The instantiations (incentive games and Stackelberg MDPs) show the framework’s practical utility. Incentive design formalizes the use of subsidies, standards, and penalties to steer firms toward socially aligned actions while potentially improving regulator utility at equilibrium. The Stackelberg MDP captures the sequential nature of firm behavior under regulatory commitments, making it suitable for domains where deployment unfolds over time (e.g., staged rollouts in autonomous driving).

Overall, the framework’s significance lies in offering a unified, quantitative foundation for governance design that can integrate technical metrics (μ), regulatory constraints (ω), and economic incentives, while remaining flexible enough to incorporate advances in RL-based policy optimization and bilevel methods. This contributes to a shift toward AI-driven methods in technology policy, aiming to balance innovation with safety, ethics, fairness, and social welfare.

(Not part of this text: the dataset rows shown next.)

PR #1947, opened 2026-05-04
Initial work on Böhm's (beta-)separation/separability thm

binghe:
Hi,

Previously Böhm's λη-completeness was proved by the η-separation/separability theorem:
```
[separability_thm] (lameta_completeTheory)
⊢ ∀X M N r.
    FINITE X ∧ FV M ∪ FV N ⊆ X ∪ RANK r ∧ 0 < r ∧ has_benf M ∧ has_benf N ∧
    M =/== N ⇒
    ∀P Q. ∃pi. Boehm_transform pi ∧ apply pi M === P ∧ apply pi N === Q
```
If the `apply pi M === P ∧ apply pi N === Q` in the conclusion of the above theorem were replaced with `apply pi M == P ∧ apply pi N == Q`, i.e. using `lameq` instead of `lameta`, the resulting so-called Böhm's (β-)separability theorem, is a more difficult result, whose proof requires a new device called virtual subterm (vsubterm), with the following long definition:

```
[vsubterm_def] (separabilityTheory, new)
⊢ (∀X M r. vsubterm X M [] r = SOME (M,r)) ∧
  ∀X M h p r.
    vsubterm X M (h::p) r =
    if solvable M then
      (let
         M0 = principal_hnf M;
         n = LAMl_size M0;
         vs = RNEWS r n X;
         M1 = principal_hnf (M0 ·· MAP VAR vs);
         Ms = hnf_children M1;
         m = LENGTH Ms;
         j = h − m;
         zs = RNEWS r (n + SUC j) X;
         z = LAST zs;
         M2 = if h < m then EL h Ms else VAR z
       in
         vsubterm X M2 p (SUC r))
    else NONE
```
In comparision with the existing `subterm` which returns `NONE` when the number of hnf children is not enough:
```
[subterm_def] (boehmTheory)
⊢ (∀X M r. subterm X M [] r = SOME (M,r)) ∧
  ∀X M h p r.
    subterm X M (h::p) r =
    if solvable M then
      (let
         M0 = principal_hnf M;
         n = LAMl_size M0;
         vs = RNEWS r n X;
         M1 = principal_hnf (M0 ·· MAP VAR vs);
         Ms = hnf_children M1;
         m = LENGTH Ms
       in
         if h < m then subterm X (EL h Ms) p (SUC r) else NONE)
    else NONE
```
The new `vsubterm` only returns `NONE` on unsolvable (sub)terms, otherwise it's like doing an inline η-expansion and returns a carefully chosen fresh `VAR z` as the subterm.

An imporatant way to evaluate the quallity of a definition is to see if it has nice properties. The existing `subterm` is a good definition because it has the following corresponce to Böhm trees (a subterm is NOT none iff the path is in the Böhm tree):
```
[BT_ltree_paths_thm] (boehmTheory, existing)
⊢ ∀X M p r.
    FINITE X ∧ FV M ⊆ X ∪ RANK r ⇒
    (p ∈ ltree_paths (BT' X M r) ⇔ subterm X M p r ≠ NONE)
```
And if two terms are β-equivalent (`M == N`), then the congruence property holds for their `subterm`s over the same (arbitrary) path:
```
[lameq_subterm_cong]
⊢ ∀X M N p r.
    FINITE X ∧ FV M ⊆ X ∪ RANK r ∧ FV N ⊆ X ∪ RANK r ∧ M == N ⇒
    (subterm X M p r = NONE ⇔ subterm X N p r = NONE) ∧
    (subterm X M p r ≠ NONE ⇒ subterm' X M p r == subterm' X N p r)
```

The new `vsubterm` is also good, and it seems that it has support of η-equivalence built in: another congruence property (of the same shape) holds for any two subterms which are βη-equivalent (`M === N`):
```
[lameta_vsubterm_cong]
⊢ ∀X M N p r.
    FINITE X ∧ FV M ⊆ X ∪ RANK r ∧ FV N ⊆ X ∪ RANK r ∧ M === N ⇒
    (vsubterm X M p r = NONE ⇔ vsubterm X N p r = NONE) ∧
    (vsubterm X M p r ≠ NONE ⇒ vsubterm' X M p r === vsubterm' X N p r)
```

Then, as an important step in proving the "Böhm out" technique (for single term), the following lemma shows the existence of a Βöhm transformation for passing certain closed substitution down to virtual subterms, maintaining the potential Böhm tree structure: (Note that the universal quantifier `p` has no restriction at all, i.e. arbitrary path works, even it's not in the Böhm tree, which is impossible for `subterm`)
```
[Boehm_transform_exists_lemma']
⊢ ∀X M p r.
    FINITE X ∧ FV M ⊆ X ∪ RANK r ⇒
    ∃pi.
      Boehm_transform pi ∧ is_ready (apply pi M) ∧
      FV (apply pi M) ⊆ X ∪ RANK (SUC r) ∧
      ∃v P.
        closed P ∧
        ∀q. q ≼ p ∧ q ≠ [] ∧ vsubterm X M q r ≠ NONE ⇒
            vsubterm X (apply pi M) q r ≠ NONE ∧
            vsubterm' X (apply pi M) q r = [P/v] (vsubterm' X M q r)
```
The construction of the needed Böhm transformation `pi` in the above lemma is very similar with the case of `subterm` but requires another new device called `vsubterm_width`, based on the existing `subterm_width`:
```
[vsubterm_width_def] (separabilityTheory)
⊢ ∀M p. vsubterm_width M p = MAX (subterm_width M p) (SUC (MAX_LIST p))
```

The successful proof of the above lemma shows that the "Böhm out" technique for multiple terms can also be proved for virtual subterms, but the proof will be slightly longer due to more cases which must handled in the proof (the existing lemma for `subterm` has already over 4K lines). By following basically the same proof path, replacing all `subterm` lemmas with corresponding `vsubterm` lemmas, I believe Böhm's (original) β-separability theorem can be formally proved.

--Chun

### DIFF
--- a/examples/lambda/barendregt/boehmScript.sml
+++ b/examples/lambda/barendregt/boehmScript.sml
@@ -526,6 +526,18 @@ Proof
  >> qexistsl_tac [‘X’, ‘M’, ‘r’, ‘n’, ‘vs’, ‘M1’] >> simp []
 QED
 
+Theorem FV_subterm_upperbound :
+    !X M p r. FINITE X /\ FV M SUBSET X UNION RANK r /\
+              subterm X M p r <> NONE ==>
+              FV (subterm' X M p r) SUBSET X UNION RANK (r + LENGTH p)
+Proof
+    rpt STRIP_TAC
+ >> fs [GSYM IS_SOME_EQ_NOT_NONE, IS_SOME_EXISTS]
+ >> Cases_on ‘x’
+ >> MP_TAC (Q.SPECL [‘p’, ‘X’, ‘M’, ‘q’, ‘r’, ‘r'’] subterm_rank_lemma)
+ >> NTAC 2 (rw [])
+QED
+
 (* NOTE: This theorem provides a better estimates for “FV (EL h Ms)”, than the
    above subterm_induction_lemma.
  *)
@@ -1112,12 +1124,14 @@ Proof
  >> qexistsl_tac [‘M’, ‘M0’, ‘n’, ‘m’, ‘vs’, ‘M1’] >> simp []
 QED
 
-(* NOTE: In the above theorem, when the antecedents hold, i.e.
+(* NOTE: Due to BT_ltree_paths_thm (below):
 
-         p IN ltree_paths (BT X M) /\ subterm X M p = NONE
+         p IN ltree_paths (BT' X M r) <=> subterm X M p r <> NONE
 
-   Then ‘subterm' X M (FRONT p)’ must be an unsolvable term. This result can be
-   even improved to an iff, as the present theorem shows.
+   The conclusion actually reduces to
+
+            ~(p <> [] /\ subterm X M (FRONT p) r <> NONE /\
+              unsolvable (subterm' X M (FRONT p) r))
  *)
 Theorem subterm_is_none_iff_parent_unsolvable :
     !p X M r. FINITE X /\ FV M SUBSET X UNION RANK r /\
@@ -1185,16 +1199,12 @@ QED
         ‘p NOTIN ltree_paths (BT X M)’, the conclusion (rhs) always holds.
  *)
 Theorem subterm_is_none_inclusive :
-    !X M p r. subterm X M p r = NONE <=>
-              !q. p <<= q ==> subterm X M q r = NONE
+    !X M p r. subterm X M p r = NONE <=> !q. p <<= q ==> subterm X M q r = NONE
 Proof
     rpt GEN_TAC
  >> reverse EQ_TAC
  >- (DISCH_THEN (MP_TAC o (Q.SPEC ‘p’)) >> rw [])
- >> Q.ID_SPEC_TAC ‘r’
- >> Q.ID_SPEC_TAC ‘M’
- >> Q.ID_SPEC_TAC ‘X’
- >> Q.ID_SPEC_TAC ‘p’
+ >> qid_specl_tac [‘p’, ‘X’, ‘M’, ‘r’]
  >> Induct_on ‘p’ >- rw [subterm_NIL]
  >> rw [subterm_def]
  >> Cases_on ‘q’ >> fs [subterm_def]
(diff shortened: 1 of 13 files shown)


binghe:
In `examples/lambda/basics/nomdatatype.sml`, previously it missed a right parenthesis. But surprisingly the (new?) parser just reported a warning (and luckly the code still works), which I also didn't see.    Is this behavior of the parser (only warning on mismatched parenthesis) desired, by design?

mn200:
Do you think the otknl failure is your fault?  (It seems unlikely.)

binghe:
> Do you think the otknl failure is your fault? (It seems unlikely.)

Actually it is caused by a new proof in `rich_listTheory`:
```
Theorem LAST_TAKE_EL :
    !l n. 0 < n /\ n <= LENGTH l ==> LAST (TAKE n l) = EL (PRE n) l
Proof
    simp [PRE_SUB1]
 >> Induct_on ‘l’ >> rw []
 >> simp [LAST_DEF]
 >> Cases_on ‘l = []’ >> fs []
 >- (‘n = 1’ by simp [] >> simp [])
 >> Cases_on ‘n <= 1’
 >- (‘n = 1’ by simp [] >> simp [])
 >> simp [EL_CONS]
 >> ‘PRE (n - 1) = n - 2’ by simp []
 >> simp []
QED
```

I think the use of `n - 2` in the proof makes `rich_listTheory` depend on `iSUB` of `numeralTheory`. I noticed it only because I saw a warning when building `src/boss/hol4-base-unint.art`:
```
WARNING: 2 different constants named HOL4.numeral.iSUB
```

The paper introduces a unified, game-theoretic framework for AI governance that models regulator–firm interactions as general-sum Stackelberg games, highlighting the importance of asymmetric roles and action timing. It proposes two governance settings—firms-as-leader and regulator-as-leader—mapped respectively to civil versus safety-critical/military domains, and recommends selecting between them based on an AI capability threshold. The framework is instantiated through incentive games (to formalize incentive-based policy tools) and Stackelberg MDPs (to capture firms’ sequential decision-making under regulatory commitment), demonstrating generality and flexibility.

Future directions include: (1) operationalizing the framework by training an AI governor with deep reinforcement learning to learn dynamic, adaptive regulatory policies that balance innovation and social welfare; (2) developing robust metrics for μ to assess AI performance across safety, fairness, privacy, robustness, explainability, and security; (3) extending to multiple followers and richer market structures; (4) enhancing computational methods for (local) Stackelberg equilibrium in general-sum settings; and (5) conducting domain-specific case studies (e.g., autonomous driving) to validate and refine the approach.

• Scope limitations: Formal existence results and comprehensive methods for computing Stackelberg equilibria are outside the scope; equilibrium computation is only sketched at a high level.
• Modeling simplifications: Analysis focuses on normal-form, general-sum games with optimistic tie-breaking and a single leader–follower pair, leaving multiple followers/leaders and pessimistic tie-breaking for future work.
• Domain dependence: Objective functions J and L are not one-size-fits-all and must be tailored to specific domains; the paper does not provide complete, domain-specific formulations.
• Metrics maturity: The performance vector μ covers key dimensions (performance, robustness, explainability, fairness, privacy, security), but improved measurement and validation metrics are identified as future work.
• Capability threshold: The notion of an AI capability threshold is proposed but not formally defined or operationalized within this work.
• Empirical validation: No empirical experiments or case studies are presented; real-world validation and simulation-based evaluation are left for future research.